Lisa Townend, a 38-year-old single mum currently living in Ipswich Borough Council’s Newnham Court homeless shelter with her two children, is one of them.
The entirety of Ms Townend's income is made up from benefits due to her disability, and the fact she is a carer for her extremely violent and autistic 10-year-old daughter.
When she was evicted from her three-bed in Briarhayes Close after six years and made to leave in February this year, she couldn’t find anywhere else to live because of the “sky-high rents”.
“My landlord never changed the rent from £775 in all the years we were there”, Ms Townend said. “But right now, I can’t find anything with three bedrooms for less than a grand.

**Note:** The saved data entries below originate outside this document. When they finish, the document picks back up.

PR #1253, opened 2022-02-23
fix for notify users checkbox

### LINKED ISSUE #1250: Editor notification emails sent even when not requested
# Bug Report

User report:

>  There is a box under the 'add editors' section of the "update setting" page in each work which one needs to check in order to send a notification to the added editor.  Although I'm not checking that box, I'm hearing from my colleagues that they are receiving an email notification every time I add them to a work as an editor.  Is that page working as it's should or do I misunderstand the function of that check box?

banukutlu:
Closes #1250

I was able to recreate this bug with a feature spec I just added. The checkbox values was "1" and "0" which was failing the check, changed it to be true, false.

### DIFF
--- a/app/forms/editors_form.rb
+++ b/app/forms/editors_form.rb
@@ -47,7 +47,7 @@ class EditorsForm
     resource.notify_editors = notify_editors
     resource.save!
 
-    send_emails(new_users: new_users) if notify_editors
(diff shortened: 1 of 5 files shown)


nicktiberi (approved):
🚀 Thanks, Banu!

"I can't afford that and pay for bills and everything else on top.
“I have no idea where we’re going to go or what we’re going to do."

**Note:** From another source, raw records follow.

PR #1256, opened 2022-02-24
Allow adding draft works to collections

### LINKED ISSUE #1231: Ability to add draft works to a collection
# Feature Request

Users should be able to add drafts work to collections through the collection "works" form. Currently, only published works can be added.

- [x] Draft works that a user has edit access to should appear in the "Add works to collection" search box.
- [x] Adding a draft work causes the work to appear in the list of the works on the "works" form. The work should be labeled as a draft.
- [x] Hint text on the page should read: "Draft works will not appear on the collection's public page until they are published."

Note this issue *does not* require the draft works to be displayed on the collection's public display page.

banukutlu:
Closes #1231

### DIFF
--- a/app/indexers/work_indexer.rb
+++ b/app/indexers/work_indexer.rb
@@ -13,6 +13,10 @@ class WorkIndexer
       IndexingService.add_document(version.to_solr, commit: false)
     end
 
+    work.collections.map do |collection|
+      IndexingService.add_document(collection.to_solr, commit: false)
+    end
+
     IndexingService.add_document(work.to_solr, commit: commit)
     Blacklight.default_index.connection.commit if commit
   end
--- a/app/models/concerns/catalog_search_behavior.rb
+++ b/app/models/concerns/catalog_search_behavior.rb
@@ -19,7 +19,7 @@ module CatalogSearchBehavior
 
   def exclude_empty_collections(solr_parameters)
     solr_parameters[:fq] ||= []
-    solr_parameters[:fq] << '-is_empty_bi:true'
+    solr_parameters[:fq] << '-is_empty_bsi:true'
   end
 
   def limit_to_public_resources(solr_parameters)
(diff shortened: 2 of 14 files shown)


app/views/dashboard/form/members/_search.html.erb
```diff
@@ -3,7 +3,6 @@
     <div class="form-wrapper form-wrapper--wide">
       <div class="keyline keyline--left mb-3">
         <h4><%= t('dashboard.form.members.search_heading') %></h4>
-      </div>
```
nicktiberi: Typo maybe? Looks like now there is a missing closing `</div>` tag.

nicktiberi (commented):
This looks great!

I did some local testing and noticed that if you have a collection with 1 draft work in it, and then publish the draft, the collection does not get reindexed, so the collection still won't appear in the main search results. I wonder if we need to just add an action to reindex any collections that the work is a part of as part of publishing a work version?

app/views/dashboard/form/members/_search.html.erb
banukutlu: yes typo, mistakenly pushed :) thanks for catching it.

banukutlu: this is fixed now.

banukutlu:
> This looks great!
> 
> I did some local testing and noticed that if you have a collection with 1 draft work in it, and then publish the draft, the collection does not get reindexed, so the collection still won't appear in the main search results. I wonder if we need to just add an action to reindex any collections that the work is a part of as part of publishing a work version?

that makes sense, I will look into it. thanks for testing this.

banukutlu:
@nicktiberi this is ready for review again :)

nicktiberi:
Awesome! I think this is good to go. Thanks, @banukutlu! 🙂  🚀

nicktiberi (approved):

Ms Townend said the cost of living crisis was making things "impossible" for families like hers.
She and her two children are currently sharing one room at the hostel, and by May will find out whether they qualify for a place on the council’s housing register so they can bid on affordable council homes.

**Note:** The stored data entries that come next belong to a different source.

PR #1262, opened 2022-02-28
Increase # of works requested from Solr as collection size grows

### LINKED ISSUE #1249: Problem adding works to a collection
# Bug Report
>  I'm in the process of uploading individual research posters into ScholarSphere and then adding each work into the Stuckeman School Research Open House collection. I've added 50 works into the collection, but I'm unable to add any additional works.  Are collections capped at 50 works?  

# Steps from user report:

1- Create and publish a work
2- Go to my dashboard and scroll until I find the entry for the collection
3- Click on Update Collection
4- Click on Works
5- Scroll to bottom of list of works to the 'Add works to the collection' box
6- Click on the down arrow in the box to reveal the title of the work that I just published
7- Scholarsphere shows the list of works I published that are not yet in a collection
-- although the work is published (I double checked), it does not show up in the box.  Instead, I receive this:  "No results found"

nicktiberi:
Closes #1249.

To prevent users from seeing 'No results found' when searching for works to add to a collection, we now request 50 + the number of works that are currently in the collection. This ensures that if there are any eligible works to be added to the collection, we will show them in the dropdown without the user needing to type anything into the search box.

### DIFF
--- a/app/controllers/dashboard/work_search_controller.rb
+++ b/app/controllers/dashboard/work_search_controller.rb
@@ -3,8 +3,9 @@
 class Dashboard::WorkSearchController < Dashboard::BaseController
   def index
     query = "#{params[:q]}*"
+    max_documents = params[:max_documents].present? ? params[:max_documents].to_i : 50
 
-    (member_works, _deprecated_document_list) = search_service(query).search_results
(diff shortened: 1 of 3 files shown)


banukutlu (approved):
lgtm 👍🏻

In the meantime, a council spokesman said it was trying to find Ms Townend a privately rented home during the statutory 56-day homelessness relief period.
But because she shares 50/50 custody of her son with her ex-partner and is classed as having a two rather than three-bed need, she receives £608 a month in legacy housing benefit.
She is also only entitled to bid on two-bed council homes.
Government policy expects the child who doesn’t live there full-time to “sleep in the lounge”, the council confirmed.
But Ms Townend said: “My daughter has constant meltdowns and has assaulted my son before because of her condition. She needs her own space, and he can’t sleep in the lounge as a six-year-old.
“Right now all of us just feel despair at the situation.”
What has the government said?
A spokeswoman for the Department of Work and Pensions said LHA rates were going up by 3.1% on April 1, while the Department for Levelling Up said it had given the average working family an extra £1,000 in their pockets this year by boosting Universal Credit and rebates on council tax.
The spokeswoman added: “We recently announced a further £500m for helping families with food and energy costs through our Household Support Fund, doubling the amount of support available, and over 1.5m households have benefitted from an almost £1bn boost to the LHA.”
But John Pitts, chairman of the Eastern Landlords Association, said “woefully inadequate” LHA rates were holding benefit claimants back from renting privately and made them an unappealing option when estate agents were flooded with applicants.
“The way things currently are, and the way rents have spiked, a tenant on benefits will rarely have enough income to comfortably afford to live in a property.”